──────── Input data ────────
PR #7409, opened 2023-01-25
Use py.exe to find python on Windows

bruchar1:
On Windows, python installs the py.exe launcher as a reliable way to find a given installed version of python.

This PR adds the possibillity to specify a python version (e.g. `poetry env use 3.10`) on Windows.

### DIFF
────────
» **Problem to work on**:
Wherever the word "version" appears in the data, return the whole line.

» **Exercise result**:
On Windows, python installs the py.exe launcher as a reliable way to find a given installed version of python.
This PR adds the possibillity to specify a python version (e.g. `poetry env use 3.10`) on Windows.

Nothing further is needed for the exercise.